Who else are good listeners? Talk show hosts can be. Think about the difference between David Letterman and Jimmy Fallon. Letterman’s long pause as he mulled over a guest’s answer before he asked another question was the sign of a man listening. Fallon always seems to be waiting for an opening to insert a joke as his guests talk.

Reporters listen for a living. In my career, I have worked with truly great reporters and with some who, well…not so much.

Once I arrived early to cover an event (because when you’re on time, you’re late), to look around and size up the scene. When the reporter arrived, I told her who I had already photographed and suggested a few people she might want to talk with. “Oh, I already know what I’m going to write,” she told me, “I just need to find someone to say it.” Not a good or even a willing listener.

On the other hand, I was enthralled as I watched a reporter roll his wrist and quietly say to the woman he was interviewing, “Say more.” It was an act so graceful and filled with empathy that it took my breath away. That was great listening.

The story I proposed years ago came from my suspicion that even though there seemed to be a lot of people talking, no one seemed to be genuinely listening. This was during the early years of talk radio and shock jocks. Years before Facebook, Twitter, TikTok, and Instagram were considered valid sources for journalists. I recently heard someone say they had given a magazine article a “grad student read.” By that, they meant they had looked at the piece and absorbed some of the meaning but perhaps not the nuances. As we face the daily deluge of information overload, are we giving life a “grad student listen”?

Recently,  two of my Carbon Trace colleagues and I visited the small town of Eminence in Shannon County for a pre-production interview for our film A Portrait of the Ozarks. During our time with Crystal Creek Ranch owners Bill and Bette Byrne, Bette told us, “If you ask someone about themselves, they will think you are a good listener.”

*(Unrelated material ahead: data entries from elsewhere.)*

PR #950, opened 2026-08-25
Auto-refresh the WSO2 default provider token before run, debug, and test

dan-niles:
## Purpose

Fixes https://github.com/wso2/product-integrator/issues/2151

Auto-refreshes `Config.toml`'s WSO2 default model/embedding provider access token current across every run/debug/test entry point, so users don't have to manually re-run "Configure default WSO2 model provider" whenever it expires.

## What changed

- `refreshDefaultProviderToken` (`features/ai/utils.ts`) refreshes the `accessToken` in `Config.toml` (and `tests/Config.toml`) before a run, if a fresher token is available.
- Wired into every run/debug/test entry point: `prepareAndGenerateConfig` (covers Run, BI Run, and Debug via `DebugConfigProvider`), the Config.toml "Run" command, the legacy `ballerina.project.test` command, and both Test Explorer implementations (BI and non-BI).
- If the project's source no longer calls `ai:getDefaultModelProvider()` / `ai:getDefaultEmbeddingProvider()`, the stale `[ballerina.ai.wso2ProviderConfig]` entry is removed instead of refreshed, avoiding a later "unused configuration" error from `bal run`/`bal test`.
- Doesn't auto-create the entry: a project that has never run "Configure default WSO2 model provider" is left untouched.

## Summary

- Refreshes WSO2 default provider tokens before run, debug, configuration, and test operations.
- Updates both `Config.toml` files when a newer token is available.
- Removes stale provider settings when projects no longer use the default providers.
- Prompts users to configure the provider when source code uses it without configuration.
- Reuses sign-in and retry handling for token refresh failures.
- Skips affected test runs and reports configuration errors when refresh fails.


packages/ballerina-extension/src/features/ai/utils.ts
```diff
@@ -326,6 +336,192 @@ export async function addConfigFile(
...
+        if (credentials?.loginMethod !== LoginMethod.BI_INTEL) {
+            return true;
+        }
+
+        writeDefaultModelConfigToProject(projectPath, credentials.secrets.accessToken);
+        return true;
+    } catch (error) {
+        console.error('Failed to refresh the WSO2 default model provider token:', error);
+        vscode.window.showWarningMessage(DEFAULT_PROVIDER_TOKEN_REFRESH_FAILED);
+        return true;
```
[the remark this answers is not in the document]
dan-niles: Intentional fail-open: this catch wraps the whole body, so returning false would block runs on transient fs errors or an offline STS refresh (which rejects on a 5-minute pre-expiry buffer, while the token in Config.toml is often still valid) — pre-PR those runs always proceeded.

packages/ballerina-extension/src/features/test-explorer/runner.ts
```diff
@@ -239,10 +240,15 @@ export async function runHandler(request: TestRunRequest, token: CancellationTok
...
     const langClient = extension.ballerinaExtInstance.langClient;
+    const unconfiguredProjectPaths = new Set<string>();
     for (const projectPath of projectPaths) {
         if (token.isCancellationRequested) {
             break;
         }
+        if (!(await refreshDefaultProviderToken(projectPath))) {
+            unconfiguredProjectPaths.add(projectPath);
+            continue;
+        }
```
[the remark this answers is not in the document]
dan-niles: Debug is already covered: startDebugging routes through DebugConfigProvider.resolveDebugConfiguration, which calls prepareAndGenerateConfig at config-provider.ts:125 (outside the debugTests guard) and so already refreshes — adding it here would double-refresh and could prompt twice.

SasinduDilshara (dismissed):

packages/ballerina-extension/src/features/ai/utils.ts
```diff
@@ -326,6 +336,199 @@ export async function addConfigFile(
...
+            return true;
+        }
+
+        const isReferenced = await isDefaultProviderReferencedInSource(projectPath);
+
+        if (!hasConfiguredProviderToken(projectPath)) {
+            return !isReferenced || await promptToConfigureDefaultProvider(projectPath);
+        }
+
+        if (!isReferenced) {
```
madushajg, line 524: `isDefaultProviderReferencedInSource` relies on `getProjectSource`, which currently only scans root `*.bal` files and `modules/*/`. It doesn't include the `generated/` module directory, even though we treat it as a valid module root elsewhere (`ai-utils.ts:122`, `rpc-manager.ts:373`, `temp-project.ts:396`).

As a result, a single reference in an unscanned file can make `isReferenced` return `false`, causing us to silently remove the entire `[ballerina.ai.wso2ProviderConfig]` table—including any additional keys and comments—from both `Config.toml` copies.

Suggested Fix:

* Include `generated/` in the source scan.
* Consider gating this destructive branch behind an explicit signal (or confirmation) rather than relying on a text-based heuristic.

A false positive here only leaves a stale entry, whereas a false negative can result in user configuration being lost.

packages/ballerina-extension/src/features/ai/utils.ts
```diff
@@ -326,6 +336,199 @@ export async function addConfigFile(
...
+    try {
+        // Single-file projects report the .bal file as their path; nothing to scan or refresh.
+        if (!fs.existsSync(projectPath) || !fs.statSync(projectPath).isDirectory()) {
+            return true;
+        }
+
+        const isReferenced = await isDefaultProviderReferencedInSource(projectPath);
+
+        if (!hasConfiguredProviderToken(projectPath)) {
+            return !isReferenced || await promptToConfigureDefaultProvider(projectPath);
```
madushajg, line 521: `hasConfiguredProviderToken` only checks the project's `Config.toml`, so configurations provided via `BAL_CONFIG_FILES`, `BAL_CONFIG_VAR_*`, or CI injection are treated as missing and prompt on every run.

Also, dismissing the notification returns `false` and silently aborts the run, making the **Run** button appear to do nothing.

Suggested Fix:
Proceed when the prompt is dismissed and letting `bal run` report the actual error, or showing an explicit **"Run cancelled"** message with an option to stop prompting.

packages/ballerina-extension/src/features/ai/utils.ts
```diff
@@ -326,6 +336,199 @@ export async function addConfigFile(
...
+        let timeoutHandle: ReturnType<typeof setTimeout> | null = null;
+        const subscription = AIStateMachine.service().subscribe((state) => {
+            if (state.value !== 'Authenticated') {
+                return;
+            }
+            if (timeoutHandle !== null) {
+                clearTimeout(timeoutHandle);
+            }
+            pendingAuthRetries = null;
+            subscription.unsubscribe();
```
madushajg: `xstate` v4 calls the subscription listener synchronously with the current state, so if the machine is already `Authenticated`, `subscription.unsubscribe()` runs before `subscription` is initialized, causing a TDZ `ReferenceError`.

This leaves `pendingAuthRetries` non-null and the timeout is never armed, so subsequent sign-in prompts silently push into a dead array.

Please declare `let subscription` before subscribing (or use a handled flag), and clear `pendingAuthRetries` in a `catch`/`finally`.

packages/ballerina-extension/src/features/ai/utils.ts
dan-niles: `getProjectSource` only walked `modules/*`, never `generated/`, even though `generated/<module>` is a valid module root elsewhere (e.g. `getModuleDirectory` in rpc-manager.ts). Fixed by scanning both dirs in fd0687bd02 (deduped into a shared `readModulesDir` helper).

packages/ballerina-extension/src/features/ai/utils.ts
dan-niles: Fixed in fd0687bd02: `hasConfiguredProviderToken` now short-circuits true when `BAL_CONFIG_FILES` or any `BAL_CONFIG_VAR_*` env var is set (presence check, not a validity one — we don't parse the external file/vars, we just back off and let `bal run` report the real error). Went with your first suggested option there rather than trying to reconstruct Ballerina's env-var-to-config-key mapping, since a false-negative there would be worse than occasionally deferring to `bal run`.

Also added an explicit "Run cancelled: the WSO2 default AI provider isn't configured" warning when the prompt is dismissed, so the Run button no longer appears to silently do nothing.

packages/ballerina-extension/src/features/ai/utils.ts
dan-niles: Fixed in fd0687bd02: `subscription` is now declared with `let` before calling `.subscribe()`, with optional-chained `.unsubscribe()` calls, so an already-`Authenticated` synchronous callback no longer hits the TDZ ReferenceError.

madushajg (approved):

SasinduDilshara (approved):

PR #951, opened 2026-08-25
Classify Try It services by module prefix

RadCod3:
## Purpose
Try It classified services by substring-matching the design model's type name, checking `http` before `mcp`. A streamable-HTTP MCP service is reported as `mcp:StreamableHttpService`, which contains `Http`, so it was classified as HTTP and routed through `getOpenAPIDefinition`. The OpenAPI tool correctly returns no content for an MCP service, so the empty-match guard threw "No service matches the base path" and the MCP Inspector was never opened.

The design model always reports module-qualified type names, in both generator paths: the explicit service type descriptor, and the fallback that builds `<listener module>:Service`. This PR updates the logic to match on that module prefix instead. Verified against the bundled language server jar that `http:Service`, `graphql:Service`, `ai:Service`, `mcp:Service` and `mcp:StreamableHttpService` all resolve as expected, with only the last changing behaviour.

Manually tested "Try It" for the 4 service types as well.

Fixes https://github.com/wso2/product-integrator/issues/2177

## Summary

- Updated Try It service classification to use the module prefix from the service type.
- Added shared `ServiceType` and `resolveServiceType` logic.
- Added unit tests for supported, unsupported, and comment-prefixed service types.
- Correctly routes `mcp:StreamableHttpService` to the MCP Inspector.

### DIFF
--- a/packages/ballerina-extension/src/features/tryit/activator.ts
+++ b/packages/ballerina-extension/src/features/tryit/activator.ts
@@ -35,6 +35,7 @@ import { getCurrentProjectRoot } from "../../utils/project-utils";
 import { requiresPackageSelection, selectIntegrationOrPrompt } from "../../utils/command-utils";
 import { VisualizerWebview } from "../../views/visualizer/webview";
 import { TracerMachine } from "../tracing";
+import { resolveServiceType, ServiceType } from "./service-type";
 
 // File constants
 const FILE_NAMES = {
@@ -416,29 +417,6 @@ async function findServiceForResource(services: ServiceInfo[], resourceMetadata:
     }
 }
 
-// The design model reports service types as module-qualified names (e.g. 'mcp:StreamableHttpService'),
-// so the module prefix is what identifies the kind. A substring match on the type name would classify
-// MCP services as HTTP, since 'StreamableHttpService' contains 'Http'.
-function resolveServiceType(type: string): ServiceType | undefined {
-    // The design model omits the type for services whose listener could not be resolved.
-    if (!type) {
-        return undefined;
-    }
-
-    switch (type.split(':')[0].trim().toLowerCase()) {
-        case 'http':
-            return ServiceType.HTTP;
-        case 'graphql':
-            return ServiceType.GRAPHQL;
-        case 'mcp':
-            return ServiceType.MCP;
-        case 'ai':
-            return ServiceType.AGENT;
-        default:
-            return undefined;
-    }
-}
-
 async function getAvailableServices(projectDir: string): Promise<ServiceInfo[] | null> {
     try {
         const langClient = StateMachine.langClient();
@@ -455,7 +433,7 @@ async function getAvailableServices(projectDir: string): Promise<ServiceInfo[] |
                 const trimmedPath = absolutePath.trim();
                 const name = displayName || (trimmedPath.startsWith('/') ? trimmedPath.substring(1) : trimmedPath);
 
-                const serviceType = resolveServiceType(type);
+                const serviceType = resolveServiceType(type)!;
 
                 const listener = {
                     name: attachedListeners
@@ -1086,13 +1064,6 @@ function disposeErrorWatcher() {
 }
 
 // Service information interface
-enum ServiceType {
-    HTTP = 'HTTP',
-    AGENT = 'AI Agent',
-    GRAPHQL = 'GraphQL',
-    MCP = 'MCP'
-}
-
 interface ServiceInfo {
     name?: string;
     basePath: string;
--- a/packages/ballerina-extension/src/features/tryit/activator.ts
+++ b/packages/ballerina-extension/src/features/tryit/activator.ts
@@ -416,6 +416,29 @@ async function findServiceForResource(services: ServiceInfo[], resourceMetadata:
     }
 }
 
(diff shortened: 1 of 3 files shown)


packages/ballerina-extension/src/features/tryit/activator.ts
```diff
@@ -416,6 +416,29 @@ async function findServiceForResource(services: ServiceInfo[], resourceMetadata:
     }
 }
 
+// The design model reports service types as module-qualified names (e.g. 'mcp:StreamableHttpService'),
+// so the module prefix is what identifies the kind. A substring match on the type name would classify
+// MCP services as HTTP, since 'StreamableHttpService' contains 'Http'.
+function resolveServiceType(type: string): ServiceType | undefined {
```
NipunaRanasinghe: Nit: this is a pure function, so it would be easy to unit test, but it isn't exported so there's no way to reach it from a test. Not asking you to change that here. If you want the MCP case pinned against future regressions, an MCP spec next to `e2e-playwright-tests/tryit/http-try-it-existing.spec.ts` would do it. Optional, given you tested all four types by hand.

packages/ballerina-extension/src/features/tryit/activator.ts
```diff
@@ -416,6 +416,29 @@ async function findServiceForResource(services: ServiceInfo[], resourceMetadata:
...
+    // The design model omits the type for services whose listener could not be resolved.
+    if (!type) {
+        return undefined;
+    }
+
+    switch (type.split(':')[0].trim().toLowerCase()) {
```
NipunaRanasinghe: The `trim()` is needed because the anon-listener path in the design model builds the type from `typeDescriptor().toSourceCode()` (`CodeAnalyzer.java:215`), which carries the leading trivia. Worth noting it only covers whitespace, so something like `on new // comment\n    http:Listener(8080)` would still fall through to `default`. The old substring match happened to survive that. Contrived enough that I'd leave it alone, just flagging so it isn't a surprise later.

packages/ballerina-extension/src/features/tryit/activator.ts
```diff
@@ -427,25 +450,12 @@ async function getAvailableServices(projectDir: string): Promise<ServiceInfo[] |
         });
 
         const services = response.designModel.services
-            .filter(({ type }) => {
-                const lowerType = type.toLowerCase();
-                return lowerType.includes('http') || lowerType.includes('ai') || lowerType.includes('graphql') || lowerType.includes('mcp');
-            })
+            .filter(({ type }) => resolveServiceType(type) !== undefined)
```
NipunaRanasinghe, line 431: Nit: `resolveServiceType` ends up running twice per service, once here and once in the map. The service list is tiny so the cost is nothing, and I think this reads better than fusing the two into one pass. Fine as is.

packages/ballerina-extension/src/features/tryit/activator.ts
```diff
@@ -427,25 +450,12 @@ async function getAvailableServices(projectDir: string): Promise<ServiceInfo[] |
...
-                if (lowerType.includes('http')) {
-                    serviceType = ServiceType.HTTP;
-                } else if (lowerType.includes('graphql')) {
-                    serviceType = ServiceType.GRAPHQL;
-                } else if (lowerType.includes('mcp')) {
-                    serviceType = ServiceType.MCP;
-                } else {
-                    serviceType = ServiceType.AGENT;
-                }
+                const serviceType = resolveServiceType(type);
```
NipunaRanasinghe: This is `ServiceType | undefined` now, and it goes into `ServiceInfo.type`, which is a plain `ServiceType`. It only compiles because `strictNullChecks` is off (`tsconfig.json:17`). The value is genuinely never undefined here since the filter above already ruled that out, so this is safe. It just means the types no longer say so, and it would start failing if that flag is ever turned on.

packages/ballerina-extension/src/features/tryit/activator.ts
RadCod3: Added unit tests for now. Will add an e2e test separately.

packages/ballerina-extension/src/features/tryit/activator.ts
RadCod3: Addressed in 77f0c7011ba6

packages/ballerina-extension/src/features/tryit/activator.ts
RadCod3: Added a regex replace to handle the example with a comment and a unit test to cover that in 64039cff9fc1. Note that it seems if the comment has a colon the LS reports its type incorrectly. 

```ballerina
// Comment on its OWN line, between `new` and the type descriptor.
service /ownline on new
        // a standalone comment
        http:Listener(9201) {
    resource function get a() returns string => "a";
}

// Same, but the comment itself contains a colon.
service /colon on new
        // see: the docs
        http:Listener(9202) {
    resource function get a() returns string => "a";
}
```

Below is how the LS reports the above 2 services in order,
- `        // a standalone comment\n        http:Service` 
- `        // see:Service`

The first case is handled fine by the regex but the latter is not. Weird edge case tho :/

NipunaRanasinghe (approved):
LGTM

MohamedSabthar (approved):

I might be reading more into her remark than she intended, but that seems to be a low bar. However, by asking, she is taking the essential first step of offering to listen.

07/30/2020 — Eminence MO  © 2020 Jym Wilson/Carbon Trace Productions

How does any of this apply to the work of Carbon Trace Productions?  All documentary filmmakers need to plan and prepare for their interviews and filming sessions. But by the unscripted nature of the medium, they must listen with finely tuned ears to what people are saying at the moment. It is then that great listening is as critical as a good camera and right mic.

There is a philosophy that photojournalists moving into video production were taught to embrace — in the video, audio is far more important than visuals. As a visual journalist, I’m afraid I have to disagree with that assumption, but I accept the premise. The clarity of people speaking and the quality of ambient sound can engage viewers or turn them off. Proper audio techniques, equipment, and engineering can resolve or ease the obstacles of producing excellent sound. Good listening will create better stories.

Planning, as I recently wrote, leads to success. Part of our planning process will be to arrive prepared to listen. Christie Love told me, “Everyone desires and deserves to be heard.” Filmmakers who are good listeners will hear good stories and tell them well.

As documentary filmmakers, we will be listening without prejudices and preconceptions. Words matter. They really do, and when people like the residents of Shannon County entrust us with their stories, it is incumbent on us to listen and tell that story perfectly.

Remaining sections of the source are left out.